Which codes to use when and for which types of art

4911 91 – Other printed matter, including printed pictures and photographs

This section includes giclée prints and photographs.

9701-10Paintings, drawings and pastels

9701 90 – Collages

9702 00 – Original engravings, prints and lithographs

For the purposes of heading 9702, the expression ‘original engravings, prints and lithographs’ means impressions produced directly, in black and white or in colour, of one or of several plates wholly executed by hand by the artist, irrespective of the process or of the material employed by him, but not including any mechanical or photomechanical process.

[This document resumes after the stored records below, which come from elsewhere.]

PR #3679, opened 2024-12-03
📊 wb: Update poverty projections in Shared Prosperity report

paarriagadap:
Main issue https://github.com/owid/owid-issues/issues/1705


paarriagadap:
@lucasrodes Could you please review this one? I might remove the country level, and I will play with the charts, but the data side is done.

There is a unit-tests check failing, but seems to be unrelated to this PR.

etl/steps/data/garden/wb/2024-12-03/poverty_projections.meta.yml
```diff
@@ -0,0 +1,106 @@
...
+          - "{definitions.description_key_income_consumption}"
+          - "{definitions.description_key_nonmarket_income}"
+          - "{definitions.description_key_scenarios}"
+        presentation:
+          title_public: Share of population living in poverty
+          title_variant: $<<povertyline>> a day, <<scenario>>
+        display:
+          name: Share of population living below $<<povertyline>> a day (<<scenario>>)
+          numDecimalPlaces: 1
+          isProjection: {definitions.isprojection_by_scenario}
```
paarriagadap, line 85: This bit might not working, maybe we need to loosen the boolean restriction

etl/steps/data/garden/wb/2024-12-03/poverty_projections.py
```diff
@@ -0,0 +1,125 @@
...
+    ds_meadow = paths.load_dataset("poverty_projections")
+
+    # Read table from meadow dataset.
+    # Define empty table list to store tables.
+    tables = []
+    for table in TABLES:
+        tb = ds_meadow.read(table)
+
+        # Append table to list.
+        tables.append(tb)
```
lucasrodes, line 52: if you want to read all tables in `ds_meadow` (which I think is what you do here), you can simply do:

```suggestion
    # Read tables from meadow dataset.
    tables = list(ds_meadow)
```

lucasrodes (approved):
LGTM! Just left minor suggestion, maybe you were not aware of the trick :3

etl/steps/data/garden/wb/2024-12-03/poverty_projections.py
paarriagadap: Ah, that's good to know, thanks! I don't think I will use it here, because I won't use the country table in Garden. I will correct that

lucasrodes: @paarriagadap If you want to use a subset of tables like in here, you could use a one-liner instead:

```python
tables = [ds_meadow.read(table_name) for table_name in TABLES]
```

paarriagadap: That's true, thank you!

PR #3697, opened 2024-12-05
📊 climate: era5 surface temperature data December 2024

veronikasamborska1994:
hi @Marigold - looks like they've started to only update the data in the grib format so I am making some changes to read the data in the new format - I know there were issues with this code in the past so thought it'd be good if you reviewed this!


Marigold (approved):
Looks good!

PR #3702, opened 2024-12-06
📊 wittgenstein human capital

lucasrodes:
Tracking issue: https://github.com/owid/owid-issues/issues/1771

We have few charts relying on Wittgenstein Centre data. These datasets and charts are outdated and pre-ETL.

This PR adds the pipeline for ingesting Wittgenstein Centre data. In the future, it should be easier to ingest data from this source.


lucasrodes:
TODO for next week:

- Further work on meadow
  - Keep only tables that are relevant (e.g. tons of population can be dropped)
  - See how we can combine
  - Distribute indicators in different tables based on the dimensions they have. E.g. do not put one indicator that does not have `education` with one that has. This way we can optimize memory.

lucasrodes:
In the v3 data, there are only datapoints ≥2020. I've started importing a historical version of the dataset, which extends 1950-2020.

Currently working on importing these into Meadow.

Next tasks:

- [ ] MVP: bring projection-only to Grapher, with metadata
- [ ] Combine with historical: to make this scale, consider only combining relevant indicators.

9703 00 – Original sculptures and statuary, in any material

NOTE – Frames around paintings, drawings, pastels, collages or similar decorative plaques, engravings, prints or lithographs are to be classified with those articles, provided they are of a kind and of a value normal to those articles. Frames which are not of a kind or of a value normal to the articles referred to in this note are to be classified separately.


5. Customs Charges

Wherever you ship to in the world there are going to be some customs charges. These can be charges for duty, taxes or customs clearance.

It is advisable before shipping an artwork that the customer is aware that charges may be applied and they will be responsible for the payment.

Adding a note similar to the one below to the bottom of a product listing on your webpage is prudent.

Shipping charges cover packing, tracking and insurance. For orders outside the UK all duty fees or addition taxes are the responsibility of the buyer.

Although duty may be zero in some countries taxes may be charged in a range from 5% to 25% and if you have not shipped through a courier your customer may also be charged extra for customs clearance.



Disclaimer – this guide is intended to help artists with exporting artwork from the UK. As far as we are aware all information is correct when published.

We will not be held liable for any information you choose to use.